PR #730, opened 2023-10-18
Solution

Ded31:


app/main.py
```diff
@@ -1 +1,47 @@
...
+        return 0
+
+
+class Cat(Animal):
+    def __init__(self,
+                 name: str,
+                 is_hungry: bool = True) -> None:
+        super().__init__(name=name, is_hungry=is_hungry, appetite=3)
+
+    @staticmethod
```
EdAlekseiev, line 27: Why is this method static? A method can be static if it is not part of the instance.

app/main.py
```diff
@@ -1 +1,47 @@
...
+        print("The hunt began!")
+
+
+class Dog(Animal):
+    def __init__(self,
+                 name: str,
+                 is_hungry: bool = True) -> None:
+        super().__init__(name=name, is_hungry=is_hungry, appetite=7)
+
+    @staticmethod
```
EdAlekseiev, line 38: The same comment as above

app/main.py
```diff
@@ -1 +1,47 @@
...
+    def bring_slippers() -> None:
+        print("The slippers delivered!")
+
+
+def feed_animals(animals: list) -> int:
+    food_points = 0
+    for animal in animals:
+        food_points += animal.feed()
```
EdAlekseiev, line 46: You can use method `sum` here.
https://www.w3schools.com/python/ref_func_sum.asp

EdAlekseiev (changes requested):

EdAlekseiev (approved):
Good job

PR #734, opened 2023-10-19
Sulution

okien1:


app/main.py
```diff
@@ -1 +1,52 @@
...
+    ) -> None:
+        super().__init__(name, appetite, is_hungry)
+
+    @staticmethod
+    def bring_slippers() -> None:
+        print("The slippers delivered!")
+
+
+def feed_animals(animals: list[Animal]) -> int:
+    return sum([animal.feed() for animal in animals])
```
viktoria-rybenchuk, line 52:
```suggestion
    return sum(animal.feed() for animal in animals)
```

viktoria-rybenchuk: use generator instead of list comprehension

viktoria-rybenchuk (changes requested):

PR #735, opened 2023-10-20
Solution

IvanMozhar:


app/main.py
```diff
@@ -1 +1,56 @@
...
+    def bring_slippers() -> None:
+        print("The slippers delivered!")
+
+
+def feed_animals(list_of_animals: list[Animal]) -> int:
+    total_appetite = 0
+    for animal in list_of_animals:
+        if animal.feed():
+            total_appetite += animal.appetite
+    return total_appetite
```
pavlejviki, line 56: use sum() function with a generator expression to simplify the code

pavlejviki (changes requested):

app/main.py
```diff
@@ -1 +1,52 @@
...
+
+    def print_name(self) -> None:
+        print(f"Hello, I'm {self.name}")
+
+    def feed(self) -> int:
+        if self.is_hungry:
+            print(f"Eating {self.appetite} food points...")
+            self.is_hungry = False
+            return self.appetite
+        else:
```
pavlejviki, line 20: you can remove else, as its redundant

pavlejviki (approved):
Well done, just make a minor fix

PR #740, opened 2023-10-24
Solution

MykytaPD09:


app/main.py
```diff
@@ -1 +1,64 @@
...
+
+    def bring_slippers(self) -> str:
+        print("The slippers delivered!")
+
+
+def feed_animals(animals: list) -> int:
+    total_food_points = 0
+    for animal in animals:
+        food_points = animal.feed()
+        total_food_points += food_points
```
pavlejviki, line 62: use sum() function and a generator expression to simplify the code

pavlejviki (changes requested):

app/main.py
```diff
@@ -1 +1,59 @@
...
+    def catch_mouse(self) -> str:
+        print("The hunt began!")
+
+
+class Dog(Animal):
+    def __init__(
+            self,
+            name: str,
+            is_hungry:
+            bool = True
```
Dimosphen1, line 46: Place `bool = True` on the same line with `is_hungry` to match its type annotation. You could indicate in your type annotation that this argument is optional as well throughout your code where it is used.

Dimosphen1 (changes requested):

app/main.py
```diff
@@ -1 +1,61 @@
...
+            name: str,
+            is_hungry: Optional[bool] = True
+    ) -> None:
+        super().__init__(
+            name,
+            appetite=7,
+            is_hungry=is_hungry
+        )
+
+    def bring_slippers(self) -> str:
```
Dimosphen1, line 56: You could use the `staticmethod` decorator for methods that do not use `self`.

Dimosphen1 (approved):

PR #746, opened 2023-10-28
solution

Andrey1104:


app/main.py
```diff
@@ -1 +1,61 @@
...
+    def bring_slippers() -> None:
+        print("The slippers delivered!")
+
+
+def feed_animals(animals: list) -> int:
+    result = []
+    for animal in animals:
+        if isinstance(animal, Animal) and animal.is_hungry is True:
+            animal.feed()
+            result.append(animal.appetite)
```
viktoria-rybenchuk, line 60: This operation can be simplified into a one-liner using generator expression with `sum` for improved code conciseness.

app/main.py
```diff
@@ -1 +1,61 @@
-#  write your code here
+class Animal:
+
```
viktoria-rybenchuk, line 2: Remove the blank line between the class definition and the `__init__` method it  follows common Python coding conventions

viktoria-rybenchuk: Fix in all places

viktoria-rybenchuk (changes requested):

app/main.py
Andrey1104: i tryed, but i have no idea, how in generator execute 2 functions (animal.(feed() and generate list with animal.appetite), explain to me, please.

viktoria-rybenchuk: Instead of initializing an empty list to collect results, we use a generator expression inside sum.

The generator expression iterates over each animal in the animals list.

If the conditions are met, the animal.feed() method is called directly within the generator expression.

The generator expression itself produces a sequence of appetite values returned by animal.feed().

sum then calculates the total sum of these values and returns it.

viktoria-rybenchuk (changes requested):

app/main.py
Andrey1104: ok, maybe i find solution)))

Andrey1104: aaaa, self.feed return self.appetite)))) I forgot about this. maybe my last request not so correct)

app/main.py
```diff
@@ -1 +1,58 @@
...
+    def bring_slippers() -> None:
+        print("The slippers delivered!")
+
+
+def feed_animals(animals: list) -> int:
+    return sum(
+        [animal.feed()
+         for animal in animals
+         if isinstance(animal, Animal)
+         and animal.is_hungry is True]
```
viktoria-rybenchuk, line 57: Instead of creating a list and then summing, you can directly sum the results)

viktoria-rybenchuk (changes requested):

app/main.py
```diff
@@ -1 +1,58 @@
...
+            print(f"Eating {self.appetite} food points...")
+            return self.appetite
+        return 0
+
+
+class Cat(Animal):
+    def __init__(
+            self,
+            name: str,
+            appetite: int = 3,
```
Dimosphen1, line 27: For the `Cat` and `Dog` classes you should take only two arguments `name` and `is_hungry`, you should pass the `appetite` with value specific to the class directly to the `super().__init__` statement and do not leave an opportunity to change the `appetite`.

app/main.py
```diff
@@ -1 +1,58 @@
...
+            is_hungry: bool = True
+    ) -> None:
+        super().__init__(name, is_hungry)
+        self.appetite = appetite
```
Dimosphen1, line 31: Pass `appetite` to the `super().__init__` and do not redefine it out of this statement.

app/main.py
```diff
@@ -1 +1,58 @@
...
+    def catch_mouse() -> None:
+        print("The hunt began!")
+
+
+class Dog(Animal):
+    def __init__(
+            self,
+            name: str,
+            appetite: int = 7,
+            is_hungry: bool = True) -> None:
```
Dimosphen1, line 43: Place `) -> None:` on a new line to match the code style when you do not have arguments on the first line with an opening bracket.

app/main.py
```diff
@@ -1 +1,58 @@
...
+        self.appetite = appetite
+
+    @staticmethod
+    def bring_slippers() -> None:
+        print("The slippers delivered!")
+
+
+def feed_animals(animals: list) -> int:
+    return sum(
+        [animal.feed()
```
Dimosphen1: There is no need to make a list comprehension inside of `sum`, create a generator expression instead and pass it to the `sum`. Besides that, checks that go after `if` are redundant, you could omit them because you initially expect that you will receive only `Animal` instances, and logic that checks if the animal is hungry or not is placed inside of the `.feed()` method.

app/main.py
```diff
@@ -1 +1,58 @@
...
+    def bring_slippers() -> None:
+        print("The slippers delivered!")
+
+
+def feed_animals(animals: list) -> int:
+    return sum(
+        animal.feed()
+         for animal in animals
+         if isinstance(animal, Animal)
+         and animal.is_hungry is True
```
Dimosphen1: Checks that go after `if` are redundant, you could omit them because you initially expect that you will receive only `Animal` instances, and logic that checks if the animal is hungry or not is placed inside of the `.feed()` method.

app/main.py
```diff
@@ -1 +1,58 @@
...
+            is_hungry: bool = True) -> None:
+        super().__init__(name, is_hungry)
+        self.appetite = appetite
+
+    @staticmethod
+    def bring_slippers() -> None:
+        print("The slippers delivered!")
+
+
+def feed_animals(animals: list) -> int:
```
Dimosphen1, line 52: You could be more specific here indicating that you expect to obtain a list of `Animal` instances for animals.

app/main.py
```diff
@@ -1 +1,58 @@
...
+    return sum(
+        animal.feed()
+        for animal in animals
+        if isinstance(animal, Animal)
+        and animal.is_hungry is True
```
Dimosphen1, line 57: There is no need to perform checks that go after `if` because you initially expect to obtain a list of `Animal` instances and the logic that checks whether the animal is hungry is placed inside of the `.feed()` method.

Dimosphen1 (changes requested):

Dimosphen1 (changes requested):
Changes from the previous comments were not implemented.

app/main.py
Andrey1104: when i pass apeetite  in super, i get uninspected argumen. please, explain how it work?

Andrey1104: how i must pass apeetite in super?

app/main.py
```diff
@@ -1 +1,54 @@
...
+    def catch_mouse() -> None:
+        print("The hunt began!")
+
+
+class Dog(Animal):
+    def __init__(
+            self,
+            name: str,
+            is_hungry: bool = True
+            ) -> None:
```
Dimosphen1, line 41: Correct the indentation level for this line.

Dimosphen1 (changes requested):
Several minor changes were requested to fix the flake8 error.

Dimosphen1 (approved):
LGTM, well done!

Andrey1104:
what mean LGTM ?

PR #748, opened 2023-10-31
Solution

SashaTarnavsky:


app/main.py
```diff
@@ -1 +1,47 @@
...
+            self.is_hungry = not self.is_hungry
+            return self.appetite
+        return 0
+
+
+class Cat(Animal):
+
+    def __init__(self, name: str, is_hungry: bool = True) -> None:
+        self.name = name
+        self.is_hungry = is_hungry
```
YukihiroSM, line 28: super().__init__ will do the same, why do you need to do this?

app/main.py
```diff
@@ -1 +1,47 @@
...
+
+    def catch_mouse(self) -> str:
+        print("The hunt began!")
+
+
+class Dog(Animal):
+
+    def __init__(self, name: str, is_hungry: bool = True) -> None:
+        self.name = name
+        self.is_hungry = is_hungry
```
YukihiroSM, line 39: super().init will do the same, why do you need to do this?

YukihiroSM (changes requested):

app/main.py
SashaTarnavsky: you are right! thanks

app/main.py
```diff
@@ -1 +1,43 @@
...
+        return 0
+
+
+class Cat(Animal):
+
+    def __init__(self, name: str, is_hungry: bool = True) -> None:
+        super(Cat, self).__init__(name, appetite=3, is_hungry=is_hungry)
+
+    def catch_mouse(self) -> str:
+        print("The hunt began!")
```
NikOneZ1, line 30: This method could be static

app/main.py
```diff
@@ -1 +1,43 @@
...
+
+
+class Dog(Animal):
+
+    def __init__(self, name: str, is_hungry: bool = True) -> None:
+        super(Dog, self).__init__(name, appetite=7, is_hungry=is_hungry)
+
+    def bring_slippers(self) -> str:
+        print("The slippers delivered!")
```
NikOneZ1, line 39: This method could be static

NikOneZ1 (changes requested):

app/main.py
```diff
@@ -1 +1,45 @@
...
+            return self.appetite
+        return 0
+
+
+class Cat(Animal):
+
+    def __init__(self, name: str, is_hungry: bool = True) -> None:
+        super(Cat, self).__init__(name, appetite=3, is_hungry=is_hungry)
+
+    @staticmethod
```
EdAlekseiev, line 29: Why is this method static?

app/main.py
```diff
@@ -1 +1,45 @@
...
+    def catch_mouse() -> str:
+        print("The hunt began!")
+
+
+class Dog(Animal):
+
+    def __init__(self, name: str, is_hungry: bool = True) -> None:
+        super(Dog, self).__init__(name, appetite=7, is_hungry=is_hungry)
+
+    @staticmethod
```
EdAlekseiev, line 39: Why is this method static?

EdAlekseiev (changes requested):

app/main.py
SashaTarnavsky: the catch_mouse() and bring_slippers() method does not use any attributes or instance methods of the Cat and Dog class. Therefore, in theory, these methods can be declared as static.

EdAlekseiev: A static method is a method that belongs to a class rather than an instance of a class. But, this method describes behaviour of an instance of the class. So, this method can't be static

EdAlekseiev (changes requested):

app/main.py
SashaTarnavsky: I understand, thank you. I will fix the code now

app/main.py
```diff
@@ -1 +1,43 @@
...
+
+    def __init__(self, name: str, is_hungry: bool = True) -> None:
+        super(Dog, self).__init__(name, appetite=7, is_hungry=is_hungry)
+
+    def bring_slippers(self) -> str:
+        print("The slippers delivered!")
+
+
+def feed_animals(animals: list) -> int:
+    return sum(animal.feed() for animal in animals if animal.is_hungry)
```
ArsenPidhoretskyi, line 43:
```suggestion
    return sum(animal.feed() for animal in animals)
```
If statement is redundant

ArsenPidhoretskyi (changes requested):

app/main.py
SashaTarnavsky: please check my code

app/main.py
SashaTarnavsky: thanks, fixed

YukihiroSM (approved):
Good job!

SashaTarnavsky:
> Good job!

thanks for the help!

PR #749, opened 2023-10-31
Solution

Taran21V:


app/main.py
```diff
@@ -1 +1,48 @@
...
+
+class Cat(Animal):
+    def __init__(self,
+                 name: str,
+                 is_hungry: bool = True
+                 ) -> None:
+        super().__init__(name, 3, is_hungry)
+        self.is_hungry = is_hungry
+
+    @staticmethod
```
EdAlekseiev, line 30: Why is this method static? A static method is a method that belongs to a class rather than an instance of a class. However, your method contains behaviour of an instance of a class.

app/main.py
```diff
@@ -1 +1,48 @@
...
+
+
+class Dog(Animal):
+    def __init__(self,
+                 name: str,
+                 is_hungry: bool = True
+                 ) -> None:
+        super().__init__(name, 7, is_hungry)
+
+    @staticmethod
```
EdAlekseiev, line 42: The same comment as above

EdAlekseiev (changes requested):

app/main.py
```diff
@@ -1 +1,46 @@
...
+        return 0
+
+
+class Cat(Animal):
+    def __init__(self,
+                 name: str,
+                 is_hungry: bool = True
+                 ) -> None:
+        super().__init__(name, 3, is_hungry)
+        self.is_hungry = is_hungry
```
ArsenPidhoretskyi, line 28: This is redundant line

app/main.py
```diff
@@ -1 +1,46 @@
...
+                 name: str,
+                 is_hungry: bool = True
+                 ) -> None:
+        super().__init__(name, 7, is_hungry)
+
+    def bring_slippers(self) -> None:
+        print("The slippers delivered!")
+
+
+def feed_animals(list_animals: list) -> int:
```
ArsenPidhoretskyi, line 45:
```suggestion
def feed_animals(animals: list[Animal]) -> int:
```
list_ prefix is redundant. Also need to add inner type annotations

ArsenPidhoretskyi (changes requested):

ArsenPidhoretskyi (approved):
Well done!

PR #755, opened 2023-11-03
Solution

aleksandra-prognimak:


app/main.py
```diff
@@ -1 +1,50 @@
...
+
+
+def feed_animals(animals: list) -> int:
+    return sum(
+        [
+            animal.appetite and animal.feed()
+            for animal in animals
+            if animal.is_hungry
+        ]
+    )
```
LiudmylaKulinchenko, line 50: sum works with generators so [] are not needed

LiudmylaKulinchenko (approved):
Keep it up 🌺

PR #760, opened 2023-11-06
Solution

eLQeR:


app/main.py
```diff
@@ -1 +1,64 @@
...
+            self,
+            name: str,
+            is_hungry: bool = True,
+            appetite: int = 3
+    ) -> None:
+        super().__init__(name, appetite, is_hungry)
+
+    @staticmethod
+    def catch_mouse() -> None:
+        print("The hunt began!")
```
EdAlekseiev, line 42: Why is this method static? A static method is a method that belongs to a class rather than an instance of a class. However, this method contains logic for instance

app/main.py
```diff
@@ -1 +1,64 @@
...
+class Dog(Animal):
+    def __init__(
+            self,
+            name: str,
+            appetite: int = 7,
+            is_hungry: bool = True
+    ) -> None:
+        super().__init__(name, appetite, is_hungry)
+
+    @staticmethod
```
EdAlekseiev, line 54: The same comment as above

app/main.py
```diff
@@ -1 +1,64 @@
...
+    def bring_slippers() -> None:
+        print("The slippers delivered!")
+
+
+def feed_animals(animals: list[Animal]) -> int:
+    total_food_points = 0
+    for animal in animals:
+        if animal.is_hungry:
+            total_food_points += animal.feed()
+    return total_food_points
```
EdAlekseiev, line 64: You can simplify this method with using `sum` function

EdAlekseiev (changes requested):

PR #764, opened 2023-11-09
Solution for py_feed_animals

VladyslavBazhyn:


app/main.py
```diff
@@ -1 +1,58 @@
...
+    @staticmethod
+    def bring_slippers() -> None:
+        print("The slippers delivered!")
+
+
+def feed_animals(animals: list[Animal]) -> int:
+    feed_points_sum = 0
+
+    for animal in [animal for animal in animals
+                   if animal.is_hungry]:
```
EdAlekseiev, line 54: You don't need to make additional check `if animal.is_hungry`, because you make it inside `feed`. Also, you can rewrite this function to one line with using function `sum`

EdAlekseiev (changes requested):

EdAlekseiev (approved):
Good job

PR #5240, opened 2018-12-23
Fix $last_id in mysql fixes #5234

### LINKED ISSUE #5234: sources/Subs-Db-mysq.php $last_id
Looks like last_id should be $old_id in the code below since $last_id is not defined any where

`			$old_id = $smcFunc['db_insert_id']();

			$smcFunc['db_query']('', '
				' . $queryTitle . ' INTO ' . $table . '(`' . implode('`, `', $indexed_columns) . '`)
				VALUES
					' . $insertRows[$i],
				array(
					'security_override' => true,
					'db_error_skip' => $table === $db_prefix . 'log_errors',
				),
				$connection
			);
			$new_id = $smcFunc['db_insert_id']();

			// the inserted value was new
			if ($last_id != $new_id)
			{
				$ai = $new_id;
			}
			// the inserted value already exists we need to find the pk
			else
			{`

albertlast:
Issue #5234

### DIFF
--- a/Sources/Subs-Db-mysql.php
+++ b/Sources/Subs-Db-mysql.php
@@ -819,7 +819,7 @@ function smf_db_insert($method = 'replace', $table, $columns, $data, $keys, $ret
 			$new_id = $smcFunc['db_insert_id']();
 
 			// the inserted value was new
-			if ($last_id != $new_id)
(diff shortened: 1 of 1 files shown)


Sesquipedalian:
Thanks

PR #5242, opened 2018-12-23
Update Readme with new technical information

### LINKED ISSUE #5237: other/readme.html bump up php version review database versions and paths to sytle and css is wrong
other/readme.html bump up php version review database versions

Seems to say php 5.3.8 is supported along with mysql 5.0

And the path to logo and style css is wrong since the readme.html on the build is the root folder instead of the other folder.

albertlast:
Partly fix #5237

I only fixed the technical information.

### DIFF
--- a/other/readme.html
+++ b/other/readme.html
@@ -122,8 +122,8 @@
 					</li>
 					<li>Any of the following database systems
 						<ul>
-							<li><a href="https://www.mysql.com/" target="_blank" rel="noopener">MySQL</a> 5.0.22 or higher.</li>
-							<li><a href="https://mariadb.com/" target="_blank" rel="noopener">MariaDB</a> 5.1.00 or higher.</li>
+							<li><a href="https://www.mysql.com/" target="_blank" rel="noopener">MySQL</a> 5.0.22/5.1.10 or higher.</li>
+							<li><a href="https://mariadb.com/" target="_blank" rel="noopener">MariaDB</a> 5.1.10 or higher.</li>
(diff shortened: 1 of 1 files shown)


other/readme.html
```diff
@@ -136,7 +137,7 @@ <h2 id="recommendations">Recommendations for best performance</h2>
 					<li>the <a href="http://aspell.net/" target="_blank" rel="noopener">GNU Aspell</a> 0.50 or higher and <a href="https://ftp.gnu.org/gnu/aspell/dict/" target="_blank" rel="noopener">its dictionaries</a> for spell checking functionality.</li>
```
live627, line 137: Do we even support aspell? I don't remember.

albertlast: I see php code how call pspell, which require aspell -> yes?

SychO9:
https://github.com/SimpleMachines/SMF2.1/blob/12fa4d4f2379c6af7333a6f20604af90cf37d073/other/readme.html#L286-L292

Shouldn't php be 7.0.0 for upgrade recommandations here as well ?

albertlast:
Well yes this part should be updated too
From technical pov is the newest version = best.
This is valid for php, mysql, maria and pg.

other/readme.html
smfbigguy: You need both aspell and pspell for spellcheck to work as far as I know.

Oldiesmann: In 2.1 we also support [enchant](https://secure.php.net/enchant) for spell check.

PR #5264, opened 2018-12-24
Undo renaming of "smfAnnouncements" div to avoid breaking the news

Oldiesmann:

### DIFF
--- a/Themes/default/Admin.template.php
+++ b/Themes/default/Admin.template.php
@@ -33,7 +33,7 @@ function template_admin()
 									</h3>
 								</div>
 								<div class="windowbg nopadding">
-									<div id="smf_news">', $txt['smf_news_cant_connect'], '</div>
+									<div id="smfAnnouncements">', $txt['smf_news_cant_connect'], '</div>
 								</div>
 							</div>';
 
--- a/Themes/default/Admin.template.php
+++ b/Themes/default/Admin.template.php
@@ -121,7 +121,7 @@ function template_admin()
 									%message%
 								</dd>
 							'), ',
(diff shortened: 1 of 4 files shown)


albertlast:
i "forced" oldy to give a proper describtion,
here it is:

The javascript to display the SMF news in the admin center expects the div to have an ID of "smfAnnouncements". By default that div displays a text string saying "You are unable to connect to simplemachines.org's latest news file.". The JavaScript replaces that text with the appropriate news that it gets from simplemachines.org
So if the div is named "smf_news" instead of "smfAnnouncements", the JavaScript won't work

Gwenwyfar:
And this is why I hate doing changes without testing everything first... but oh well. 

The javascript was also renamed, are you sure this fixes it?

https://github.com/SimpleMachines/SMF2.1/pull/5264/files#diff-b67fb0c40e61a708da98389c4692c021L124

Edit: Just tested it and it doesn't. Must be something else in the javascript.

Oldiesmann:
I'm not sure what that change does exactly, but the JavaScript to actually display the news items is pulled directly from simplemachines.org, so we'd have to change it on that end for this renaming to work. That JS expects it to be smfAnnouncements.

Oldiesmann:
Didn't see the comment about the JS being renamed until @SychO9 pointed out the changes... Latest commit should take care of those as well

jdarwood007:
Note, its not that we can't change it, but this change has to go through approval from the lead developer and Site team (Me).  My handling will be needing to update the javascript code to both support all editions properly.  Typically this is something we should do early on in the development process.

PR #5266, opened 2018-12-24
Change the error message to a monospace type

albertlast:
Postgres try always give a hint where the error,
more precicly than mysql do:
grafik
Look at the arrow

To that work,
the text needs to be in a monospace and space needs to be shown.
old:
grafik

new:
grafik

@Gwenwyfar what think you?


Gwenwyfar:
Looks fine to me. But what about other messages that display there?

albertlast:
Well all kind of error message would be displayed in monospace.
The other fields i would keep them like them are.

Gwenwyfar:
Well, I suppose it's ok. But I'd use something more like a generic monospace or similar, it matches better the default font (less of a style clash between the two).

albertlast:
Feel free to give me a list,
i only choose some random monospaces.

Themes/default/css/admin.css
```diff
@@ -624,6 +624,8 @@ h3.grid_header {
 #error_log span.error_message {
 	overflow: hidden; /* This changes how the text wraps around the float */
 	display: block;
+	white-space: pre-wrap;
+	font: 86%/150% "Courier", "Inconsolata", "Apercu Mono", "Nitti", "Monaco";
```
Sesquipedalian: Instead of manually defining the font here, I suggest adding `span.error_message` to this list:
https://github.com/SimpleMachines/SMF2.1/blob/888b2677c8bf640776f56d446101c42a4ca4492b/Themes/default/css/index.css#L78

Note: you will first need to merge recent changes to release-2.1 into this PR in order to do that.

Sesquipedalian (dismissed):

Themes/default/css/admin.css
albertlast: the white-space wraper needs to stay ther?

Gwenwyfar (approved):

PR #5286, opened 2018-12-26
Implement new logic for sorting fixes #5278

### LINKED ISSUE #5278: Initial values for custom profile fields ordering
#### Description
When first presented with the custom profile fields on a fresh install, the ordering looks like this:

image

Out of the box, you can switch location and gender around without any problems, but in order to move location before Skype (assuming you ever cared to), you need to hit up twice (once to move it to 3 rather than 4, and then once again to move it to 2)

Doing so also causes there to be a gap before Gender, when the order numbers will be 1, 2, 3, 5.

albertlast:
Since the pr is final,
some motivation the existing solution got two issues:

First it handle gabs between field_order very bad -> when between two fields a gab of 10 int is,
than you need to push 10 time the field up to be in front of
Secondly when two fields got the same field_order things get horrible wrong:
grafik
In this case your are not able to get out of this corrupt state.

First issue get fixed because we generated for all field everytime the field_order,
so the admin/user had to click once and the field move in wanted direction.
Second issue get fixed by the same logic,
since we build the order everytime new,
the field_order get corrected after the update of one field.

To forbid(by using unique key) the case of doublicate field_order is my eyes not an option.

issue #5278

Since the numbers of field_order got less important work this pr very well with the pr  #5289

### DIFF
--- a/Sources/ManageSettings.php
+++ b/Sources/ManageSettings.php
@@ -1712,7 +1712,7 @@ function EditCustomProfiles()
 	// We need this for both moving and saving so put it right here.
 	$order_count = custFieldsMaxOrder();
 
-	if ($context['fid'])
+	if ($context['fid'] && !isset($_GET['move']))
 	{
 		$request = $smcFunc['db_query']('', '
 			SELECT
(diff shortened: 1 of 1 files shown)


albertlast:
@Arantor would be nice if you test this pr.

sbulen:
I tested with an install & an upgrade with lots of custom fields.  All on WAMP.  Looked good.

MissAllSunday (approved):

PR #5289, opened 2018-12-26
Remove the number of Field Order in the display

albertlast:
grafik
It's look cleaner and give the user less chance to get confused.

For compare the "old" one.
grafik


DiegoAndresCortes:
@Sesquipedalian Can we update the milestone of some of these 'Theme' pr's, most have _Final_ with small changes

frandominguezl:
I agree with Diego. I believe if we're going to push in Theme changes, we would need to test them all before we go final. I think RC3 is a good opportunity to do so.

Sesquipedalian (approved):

___

Task goal
Please count the lines in the material above that hold the word "Subs", and give only the total.

Output
3